Online sports betting is back on the table as Georgia lawmakers hijack the soapbox derby bill

A late entry into the 2023 legislative session has revived the hopes of sports betting fans in Georgia.

Five chances remain for the full chambers of the Senate and Georgia House to vote on online sports betting legislation that was given new life last week when a Senate panel hijacked a bill aimed at recommend a local soapbox derby. A panel of the Senate Economic Development and Tourism Committee voted 8-1 on Thursday to move forward with Bill 237, which would legalize sports betting in Georgia, after Carrollton Republican Sen. Mike Dugan criticized the tactic used to attach it to an innocuous bill.

Republican House Speaker Jon Burns and Lt. Governor Burt Jones have been open to reviving gambling legislation after lawmakers repeatedly failed this year. On Thursday, Republican Sen. Alpharetta Brandon Beach, who chairs the Economic Development and Tourism Committee, thanked the lieutenant governor for his willingness to allow sports betting another chance before the end of the session on March 29.

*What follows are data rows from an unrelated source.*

PR #378, opened 2024-04-11
Change HPO term storage

MattWellie:
# Fixes

  - Not sure if this is required, setting as a draft
  - I used to store HPO terms as a list of Strings. Recently this changed to `HPO - Text Description`. That packaging is going to make it harder to pull out just the HPO terms 

## Proposed Changes

  - Takes the list of compound Strings and changes it to a dictionary of `{'HPO': 'Description'}`
  - Later it should be pretty easy to pull out just the HPO terms if required for phenotype matching

## Checklist

- [x] Linting checks pass

### DIFF
--- a/.pre-commit-config.yaml
+++ b/.pre-commit-config.yaml
@@ -1,56 +1,39 @@
+default_language_version:
+  python: python3.10
 repos:
   - repo: https://github.com/pre-commit/pre-commit-hooks
     rev: v4.5.0
     hooks:
       - id: check-yaml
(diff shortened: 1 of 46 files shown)


cassimons:
Do you want this in now? Seems like a good idea to me.

MattWellie:
> Do you want this in now? Seems like a good idea to me.

Can do! Do your pheno-matching changes rely on this? The conflicts are wild, will try and clean that up

MattWellie:
Crazy diff, get in the bin

PR #382, opened 2024-04-17
Environment Lock

nevoodoo:
## Description
In a bid to introduce better security permissions, we have replaced the use of SA keys to workload identity providers. This change will also implement the use of environments to ensure deployments are going through the right channels.

## Changes
- [x] Updated the workflow to use different WIP for dev
- [x] Added `environment` attribute to the `docker` workflow
- [x] Split the `docker` workflow into two jobs, one for prod and one for dev


MattWellie (approved):
LGTM

PR #383, opened 2024-04-17
show_default fix

MattWellie:
# Fixes

  - `show_default` is not a valid argument to argparse - CoPilot led me astray. Looks like `show_default` is a valid argument for the Lua version of the library, but not for Python, so this was causing startup failures.
  - A while back I removed some checkpoints from the Hail process - the recent runtimes are WAY higher than I would expect, so reinstating some checkpoints to see if that alleviates the issue.

## Proposed Changes

  - Remove bad argument from argparse
  - adds checkpoints back in to match a previous state ([here](https://github.com/populationgenomics/automated-interpretation-pipeline/blob/2fbb058d728bf12d82c6c4b14c7c118a64ab8dd4/reanalysis/hail_filter_and_label.py))

## Checklist

- [ ] Related Issue created
- [x] Linting checks pass

### DIFF
--- a/reanalysis/hail_filter_and_label.py
+++ b/reanalysis/hail_filter_and_label.py
@@ -916,13 +916,7 @@ def subselect_mt_to_pedigree(mt: hl.MatrixTable, pedigree: str) -> hl.MatrixTabl
     return mt
 
 
-def main(
-    mt_path: str,
-    panelapp_path: str,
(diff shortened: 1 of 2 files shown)


cassimons:
Co-pilot did you dirty!

cassimons (approved):

PR #390, opened 2024-04-25
Add gene level hpo matching to main workflow.

cassimons:
## Proposed Changes

Attempts to add genlevel phenotype matching to main workflow. This is currently broken, but I thought it might help discussion. 

Uses Semsimian package to compare patient phenotypes with phenotypes associated with gene. If one or more terms are above the similarity threshold then it is considered a phenotype match.

Currently reports the result as part of the panels object. This "fits" in terms of being functionally similar, but we may want to think about renaming this.

Questions:
- Is this the right place to put this, or should it go somewhere else?
- where do we handle regular downolad up to date versions of phenotype and hpo db files? Needs to ne done each month-ish.
- genes_to_phenotype file has gene symbol and NCBI gene ID. How/where do we map to ENSGIDs

Todo:
- [ ] Add  Semsimian package as a dependency
- [ ] Download up to date versions of phenotype and hpo db files. 
- [ ] Localise phenotype and hpo db files and pass paths
- [ ] Add min similarity score to config

### DIFF
--- a/reanalysis/models.py
+++ b/reanalysis/models.py
@@ -297,6 +297,7 @@ class ReportPanel(BaseModel):
 
     forced: set[str] = Field(default_factory=set)
     matched: set[str] = Field(default_factory=set)
+    gene_level_phenotype_matches: set[str] = Field(default_factory=set)
 
 
 class ReportVariant(BaseModel):
--- a/reanalysis/validate_categories.py
+++ b/reanalysis/validate_categories.py
@@ -19,6 +19,7 @@ from collections import defaultdict
 
 from cyvcf2 import VCFReader
 from peddy.peddy import Ped
+from semsimian import Semsimian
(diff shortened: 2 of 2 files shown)


MattWellie:
I wasn't sure in general how this would slot in - this could be a good fit, adding in the priority annotation during result generation.

Alternatively we add a separate polishing step for the results, where we could feed in semsimian, exomiser, and any other 'preferred genes for cohort/participant' input. I wouldn't want to drop all those alternatives into this stage as it'll become quite messy. That would separate out the 4 phases into distinct runtimes
- Variant labelling 
- MOI testing
- Phenotype polishing (maybe migrating the panel/participant and panel/cohort labels into this stage too)
- Report generation

MattWellie:
Closed after #426

PR #392, opened 2024-04-26
Adds versions to models

MattWellie:
# Fixes

  - The Models used are defined in code, but on file as JSON. We currently have no way of determining whether the current code is correct to parse the model JSON

## Proposed Changes

  - adds a separate model version ID in the codebase (in models.py)
  - adds this model version ID to the JSON objects written to file as a top-level attribute
  - Future changes to the models can cause a change in version number, so reading an object from file becomes a multi-step process:

1. read the model version attr from the JSON data
2. if current != version in file, read as JSON, pass through an adapter method, then parse as a current object (e.g. adding in missing mandatory fields, or changing a string to a list of strings)
4. if current == version in file, parse JSON directly

This will be a starting point, and any breaking future changes to the models will have to come with a method to preserve backwards compatibility

## Checklist

- [ ] Related Issue created
- [ ] Linting checks pass


cassimons (approved):
I like

PR #395, opened 2024-05-01
Model liftover methods

MattWellie:
# Fixes

  - #393 introduced a change to the data model, but AIP had no way to automatically update data written in a prior version of the data models
  - That wasn't a breaking change, but we'll probably have breaking changes which pydantic will cry about in the future

## Proposed Changes

  - Each top-level model now has a `version` attribute (was `model_version`, but this was a protected name in pydantic...). These top levels are chosen so that each persisted-to-file JSON dict has version as a top level key.
  - A liftover method registry is created, so that each transition between versions is accounted for. Each transition method should take data on one version of the model, and export data valid on the next model. If the versions are multiple releases apart, this chain can include multiple methods
  - If there is no liftover required for a model, no update method is registered
  - In future, when the model version number changes, any liftover methods need to be created and tests added to prove function

## Checklist

- [ ] Related Issue created
- [x] Linting checks pass


reanalysis/utils.py
```diff
@@ -182,7 +183,7 @@ def get_cohort_seq_type_conf(dataset: str | None = None):
     """
     global COHORT_SEQ_CONFIG
     if COHORT_SEQ_CONFIG is None:
-        dataset = config_retrieve(['workflow', 'dataset'], dataset)
+        dataset = dataset or config_retrieve(['workflow', 'dataset'])
```
MattWellie, line 186: I'm sneaking this unrelated change in because I broke AIP in the pipeline :D

.github/workflows/clinvar_runner.yaml
```diff
@@ -32,5 +32,5 @@ jobs:
...
-              -d '{"output": "generate_clinvar_${{ steps.date.outputs.date }}", "dataset": "talos", "accessLevel": "full", "repo": "automated-interpretation-pipeline", "commit": "${{ github.sha }}", "cwd": "reanalysis", "script": ["./clinvar_runner.py"], "description": "Generate Latest Clinvar Summaries", "image": "australia-southeast1-docker.pkg.dev/cpg-common/images/cpg_aip:3.3.0", "config": {"workflow": {"sequencing_type": "genome"}, "cohorts": {"talos": {"clinvar_filter": ["victorian clinical genetics services, murdoch childrens research institute"]}}}, "wait": false}' \
+              -d '{"output": "generate_clinvar_${{ steps.date.outputs.date }}", "dataset": "talos", "accessLevel": "full", "repo": "automated-interpretation-pipeline", "commit": "${{ github.sha }}", "cwd": "reanalysis", "script": ["./clinvar_runner.py"], "description": "Generate Latest Clinvar Summaries", "image": "australia-southeast1-docker.pkg.dev/cpg-common/images/cpg_aip:3.3.1", "config": {"workflow": {"sequencing_type": "genome"}, "cohorts": {"talos": {"clinvar_filter": ["victorian clinical genetics services, murdoch childrens research institute"]}}}, "wait": false}' \
```
EddieLF, line 35: Nitpick but could the versioning here for the aip image could be clearer at the top, like the versioning in the docker.yaml? It's kinda buried in a long line here

EddieLF (approved):
A++ This was a pleasure to review

.github/workflows/clinvar_runner.yaml
MattWellie: Updated! One of the github CI files was already using this, I've expanded that so that the diff will be much clearer

PR #355, opened 2016-06-17
Add support for reading separate force trajectory

drroe:
This adds the `mdfrc` keyword to `trajin`, allowing a separate force trajectory to be read in (similar to `mdvel` for velocities, which is now documented in the internal help). Also adds a test.


hainm:
it seems that you don't have the test that force is in a single file.

The created `CrdFrcVel.nc` has coords, vel and force.

drroe:
> it seems that you don't have the test that force is in a single file.

I don't need to test `CrdFrcVel.nc` directly; if something there screws up, either `Vel.crd` or `Frc.crd` will be written incorrectly. Reading/writing of NetCDF coordinates is already tested in numerous other places.

hainm:
ah, I see.

So right now cpptraj only supports reading `netcdf` force?

drroe:
No. If forces are present in the frame cpptraj will write them out. That's why the `CrdFrcVel.nc` file gets created with forces; otherwise we couldn't extract forces from it with `mdfrc`.

PR #371, opened 2016-07-02
Fix libcpptraj build

drroe:
Adds XDR related stuff to libcpptraj build for standalone and AmberTools.


hainm:
just tested your `drroe:fix_libcpptraj` and works for pytraj now. thanks

```python
In [2]: pt.load(nglview.datafiles.XTC, nglview.datafiles.PDB)
Out[2]:
pytraj.Trajectory, 51 frames:
Size: 0.006323 (GB)
<Topology: 5547 atoms, 349 residues, 1 mols, PBC with box type = ortho>
```

Issue #345, opened 2016-05-29
adding CPPTRAJLDFLAGS and CPPTRAJCXXFLAGS


hainm:
hi, after spending my weekend to try to make osx/clang/miniconda work with pytraj/libcpptraj and failed due to messing up with other packages in AMBER (e.g. emil). I think it's much easier to pass only extra flags to libcpptraj build.

Please check my patch here. To test, you should have miniconda/anaconda python.

```bash
git apply patch_osx_clang.txt
./configure -macAccelerate clang
make install
# or just checking pytraj first
# (cd AmberTools/src && make pytraj -j8 && cd ../tests/ && make test.pytraj)
```

[patch_osx_clang.txt](https://github.com/Amber-MD/cpptraj/files/288610/patch_osx_clang.txt)

Since this only takes effect with osx/clang/miniconda(or anaconda), other configurations are not affected.

drroe:
Should be addressed by #379

hainm:
Thanks. I will try.

hainm:
worked for me. thanks. close now.

PR #379, opened 2016-07-29
Fix binning of first torsion value in 'stat' analysis

drroe:
Related to #378. 

@hainm I also finally got around to addressing #345 (changes still need to be made to Amber configure though).


hainm:
> changes still need to be made to Amber configure though).

I just made this change and seems work for me.

```bash
./configure -macAccelerate clang
make install
```

Issue #68, opened 2015-09-16
Action_Density, write to DataSets


hainm:
I am working on this Action to write data to Dataset. Any suggestion which Dataset I should use?

(it's ok if saying `figure it out yourself`).

drroe:
Seems like this might be OK to use DataSet_double since the X values will always be monotonic. You will just have to make sure you set the X dimension for each set correctly, e.g.
```C++
Dimension Xdim( ((double)plus_minidx + 0.5) * delta, delta, plus_maxidx - plus_minidx + 1, "Density" );
data_->SetDim(Dimension::X, Xdim);
```
You should double check my math on the minimum and # bins but you get the idea.

drroe:
Addressed via #381

PR #381, opened 2016-08-03
Make 'density' command use data set/data file framework

drroe:
Also fixes the X axis label for sets output from `integrate`. Addresses #68 and #93.


hainm:
@drroe trick: if you just want to close an open issue (without writing more info), you can write "close #68" in your PR. The issue will be automatically closed when the PR is merged. :D

Issue #36, opened 2015-08-05
Split off general dihedral rotation functionality from Action_MakeStructure


drroe:
Create new action like 'rotatedihedral' with simplified syntax for rotating dihedral angles.

hainm:
this action would save lots of time and we don't need to write a tons of temp output files from tleap.

http://ambermd.org/tutorials/advanced/tutorial23/paramfit_1.html

>This script creates a random structure set using leap and saves each structure individually in a created directory. Then, it uses cpptraj to collate the structures together into a coordinate file.

drroe:
dihedralscan random could be adapted to do this (or maybe it already can?)

hainm:
I have not played with `dihedralscan` yet (since I don't know how to use it in `pytraj` + I prefer to see example first).

I just look at manual, it's likely an action to create random structure (which is really cool to me).

drroe:
From my extended test suite, 2 examples:
```
trajin ../tz2.rst7
# Rotate all phi psi dihedrals in intervals of 120 deg.
dihedralscan interval -120 outtraj rotations.mdcrd phi psi
```
And
```
trajin ../tz2.rst7
# Rotate dihedrals randomly; maxfactor relates to how many tries to attempt
dihedralscan random rseed 1 check maxfactor 10 phi psi
trajout random.mol2
```
Again, not sure how robust the code is, it's been a while since I used it. The manual has explanation of the keywords (I think).

hainm:
Thanks. I will try with pytraj.

On Wednesday, August 5, 2015, Daniel R. Roe <notifications@github.com>
wrote:

> From my extended test suite, 2 examples:
>
> trajin ../tz2.rst7
> # Rotate all phi psi dihedrals in intervals of 120 deg.
> dihedralscan interval -120 outtraj rotations.mdcrd phi psi
>
> And
>
> trajin ../tz2.rst7
> # Rotate dihedrals randomly; maxfactor relates to how many tries to attempt
> dihedralscan random rseed 1 check maxfactor 10 phi psi
> trajout random.mol2
>
> Again, not sure how robust the code is, it's been a while since I used it.
> The manual has explanation of the keywords (I think).
>
> —
> Reply to this email directly or view it on GitHub
> <https://github.com/Amber-MD/cpptraj/issues/36#issuecomment-128173227>.
>


-- 
Hai Nguyen

hainm:
@drroe  

[...]

PR #382, opened 2016-08-03
Add 'rotatedihedral' command

drroe:
Used to rotate a specified dihedral to a specific value or by a given increment. Intended to be an easier to use alternative to `makestructure` for single dihedrals, as well as LEaP's `impose` command. Addresses #36.
```
> help rotatedihedral 
	crdset <COORDS set> [frame <#>] [name <output set name>]
	{value <value> | increment <increment>}
	{ <mask1> <mask2> <mask3> <mask4> |
	  res <#> type <dih type> }
	<dih type> = alpha beta gamma delta epsilon zeta nu1 nu2 h1p c2p chin phi psi chip omega
  Rotate specified dihedral to specified value or by given increment.
```


hainm:
may be adding new `label` since `rotatedihedral` is not an cpptraj's `Action`.

drroe:
> may be adding new label since rotatedihedral is not an cpptraj's Action?

Eh, there are already too many labels IMO :-). Would rather change 'new action' to 'new command' but not sure if that's possible. Anyway it just comes down to semantics, so I'm fine leaving the label as-is.

Issue #384, opened 2016-08-04
AtomMask::InvertMask code change?


hainm:
it seems that this 363515c80c1ac7bd754ec9f94d005b93455c66f2 commit broke `pytraj` test.

```python
        atm = AtomMask("@CA")
        assert atm.n_atoms == 0
        top = pt.load_topology("./data/Tc5b.top") # 304 atoms
        top.set_integer_mask(atm)
        assert atm.n_atoms == 20

        top2 = top._modify_state_by_mask(atm)
        assert top2.n_atoms == 20

        atm.invert_mask()
        top3 = top._modify_state_by_mask(atm)
        assert top3.n_atoms == top.n_atoms - 20
```

basically I am expecting to get `top3` with `304 - 20 = 284` atoms. However, I got `275` atoms.

Is this your intention?

drroe:
Nope, bug - I'll fix it.

drroe:
Can you see if it is fixed by #385?

hainm:
yeap.  thanks.

PR #385, opened 2016-08-04
Fix issue with inverting integer atom mask

drroe:
Should address #384.


hainm:
can you add a test for it?

PR #405, opened 2016-10-21
Comment out DEBUG statement 

drroe:
Thanks to @dacase for pointing this out.


drroe:
CI testing does not seem to have been triggered. However, since all I have done is comment out a DEBUG statement I think this should be good to merge (famous last words right?)...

Dugan said grafting the language of the game into the soapbox derby bill would backfire despite claims by the authors of the rewrite. Dugan noted that one change billed as a small tweak involves adding 45 pages to a two-page measure.

“When you hijack a soapbox derby and put sports bets in it, every person that was on the fence in the state of Georgia just picked a side of the fence,” the former Senate leader said. Majority Caucus.

“It won’t pass the (Senate) floor and I think everyone here knows it won’t pass the floor, and the damage you’ve just done to the sports betting industry by trying this is unfathomable. “, said Dugan.

This year, the chances of the legislature voting to legalize sports betting seemed almost doomed. The Senate rejected two proposals ranging from a basic online sports betting bill that would be bolstered by a constitutional amendment to one that would open up online sports betting and allow machines in licensed venues. The broader Senate bill would allow racetracks, as well as online and on-site kiosks, to accept bets on professional and college sports online via cellphones, tablets and laptops.

Senate Bill 57 and a House measure on sports betting did not call for a constitutional amendment. Instead, his Republican sponsors relied on an opinion by former Georgia Supreme Court Chief Justice Harold Melton that a statewide referendum is not necessary if the game is operated by the Georgia Lottery.

The language of the replacement bill was still not available online Friday, but in the committee’s presentation, Democratic Sen. Derek Mallow said the Georgia Lottery would oversee sports betting, including issuing gambling licenses. and that the proceeds would be used for the same purposes as the HOPE college scholarships and state lottery pre-K programs.

The language in Republican Rep. Lyon Leesa Hagan’s original legislation to declare the 31-year-old Southeast Georgia Soapbox Derby the official state soapbox derby does not is no longer included in the surviving bill. She called the soapbox derby a source of pride as young people take part in the annual event to race in homemade cars with the help of family members and mentors.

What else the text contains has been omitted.